We are looking southeast over Sensuka Bay from the great stone wharf at Orepi. It is very early morning, and the first sun’s rays have just caught the facades of the eastward-facing buildings on the right side of the print. Although much of the port is still shrouded in shadows, it is already bustling with activity. Dock workers are rolling heavy barrels towards a sailboat and unloading huge bales of spices from a ship, merchants are negotiating prices, sailors are caulking a hull, a fisherman is repairing a net, and a loan shark is giving instructions to his collector from inside a covered sedan chair. Sidling along the wall of a grog tavern on the left side of the image, a prostitute is making her way back home.
The artist’s wonderment at the beauty of the scene is quite evident. Contrary to most of the other prints in the series, the effects of light and shadow have been recorded in great detail. Several early morning visits to the location must have been necessary in order for the artist to accurately set down all of the nuances of this ephemeral moment just after the sun has crested the horizon.
It seems likely that this image, as with the view of the Lovers’ Bridge (See n. 2), contains a self-portrait of the artist. This would be the figure in the right-hand corner seated next to what appear to be some charcoals and a sheaf of paper. The man has cast his drawing instruments aside, and holds his arms outstretched before him. His fingers are extended in a grasping gesture, almost as though he were trying to grab hold of all the morning’s magnificence spread out before him.

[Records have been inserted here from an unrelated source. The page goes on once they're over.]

PR #26569, opened 2026-02-26
ci: add missing trigger paths for biome-formatted files

frankmueller-msft:
## Summary

PR #26547 changed `.devcontainer/devcontainer.json` and `.vscode/extensions.json` but no CI pipeline checked formatting, allowing a trailing comma error to merge (fixed by PR #26565).

**Root cause:** `biome check .` (run by `check:format:repo`) covers the entire repo, but no pipeline was running it on every PR. The `build-client` pipeline only triggers on specific paths, and `.devcontainer/` and `.vscode/` weren't included.

**Fix (two parts):**

1. **`repo-policy-check.yml`** — Add `check:format:repo` step (`biome check .`). This pipeline runs on every PR with no path filter, so formatting is always validated regardless of which files change. Note: `npm run checks` (the broader check) can't be used here because it depends on `fluid-build`/`flub` and full workspace deps, but this pipeline only installs root deps. `policy-check` and `layer-check` already run as separate steps.

2. **`build-client.yml`** — Add missing root-level config files that biome formats to the trigger paths:
   - `.pnpmfile.cjs`
   - `_buildProject.config.cjs`
   - `assertTagging.config.mjs`

## Test plan

- [ ] Verify the pipeline YAML is valid (no syntax errors)
- [ ] Confirm `repo-policy-check` pipeline runs `check:format:repo` on PRs touching any files

### DIFF
--- a/tools/pipelines/repo-policy-check.yml
+++ b/tools/pipelines/repo-policy-check.yml
@@ -117,10 +117,10 @@ extends:
             customCommand: 'run layer-check'
 
         - task: Npm@1
-          displayName: Format Check (repo)
+          displayName: Repo-wide checks
           inputs:
             command: 'custom'
-            customCommand: 'run check:format:repo'
+            customCommand: 'run checks'
 
         - task: Bash@3
           displayName: Prune pnpm store
--- a/tools/pipelines/repo-policy-check.yml
+++ b/tools/pipelines/repo-policy-check.yml
@@ -116,6 +116,12 @@ extends:
             command: 'custom'
             customCommand: 'run layer-check'
 
+        - task: Npm@1
+          displayName: Format Check (repo)
+          inputs:
+            command: 'custom'
+            customCommand: 'run check:format:repo'
+
         - task: Bash@3
           displayName: Prune pnpm store
           inputs:
--- a/tools/pipelines/repo-policy-check.yml
+++ b/tools/pipelines/repo-policy-check.yml
@@ -117,10 +117,10 @@ extends:
             customCommand: 'run layer-check'
 
         - task: Npm@1
-          displayName: Repo-wide checks
+          displayName: Format Check (repo)
           inputs:
             command: 'custom'
-            customCommand: 'run checks'
+            customCommand: 'run check:format:repo'
 
         - task: Bash@3
           displayName: Prune pnpm store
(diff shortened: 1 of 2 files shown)


alexvy86 (commented):
I don't like `.vscode/` as a trigger for the whole `build - client` pipeline; changes there shouldn't affect the CI build. Would something like the `repo-policy-check` pipeline be enough to check for formatting of those files? Same for `.devcontainer/`. The cjs/mjs files do feel like good additions.

tylerbutler:
> I don't like `.vscode/` as a trigger for the whole `build - client` pipeline; changes there shouldn't affect the CI build. Would something like the `repo-policy-check` pipeline be enough to check for formatting of those files? Same for `.devcontainer/`. The cjs/mjs files do feel like good additions.

I agree - we can add a format step to the repo-policy-check pipeline instead, and that pipeline is already triggered on almost any change - maybe every change.

frankmueller-msft:
Good call. Removed `.devcontainer/*` and `.vscode/*` from the `build-client` triggers and added `check:format:repo` (`biome check .`) to `repo-policy-check.yml` instead. Since that pipeline runs on every PR with no path filter, it covers formatting for all files without triggering the full build. Kept the cjs/mjs additions in `build-client`.

tools/pipelines/repo-policy-check.yml
```diff
@@ -116,6 +116,12 @@ extends:
             command: 'custom'
             customCommand: 'run layer-check'
 
+        - task: Npm@1
+          displayName: Format Check (repo)
+          inputs:
+            command: 'custom'
+            customCommand: 'run check:format:repo'
```
tylerbutler: nit

```suggestion
          displayName: Repo-wide checks
          inputs:
            command: 'custom'
            customCommand: 'run checks'
```

This would run some additional checks. Some are client-only, but it's also cheap to run.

This pose may be intended to be read as an expression of the artist’s frustration at the elusive nature of beauty. Such an elusiveness is indeed a central concept of Sensukan aesthetics. According to many of the most influential Sensukan aestheticians, there is always in our appreciation of a beauty a concomitant desire to possess it somehow. Faced with a beautiful thing, we wish to bring it into ourselves, or to become a part of it, in a way that, we sooner or later realize, is ultimately impossible. Even if we concentrate all of our admiration and attention on one small part of it, it is as though the essence of that beauty will then automatically be displaced elsewhere, into another part, or into a memory that it conjures up, or the memory of a memory.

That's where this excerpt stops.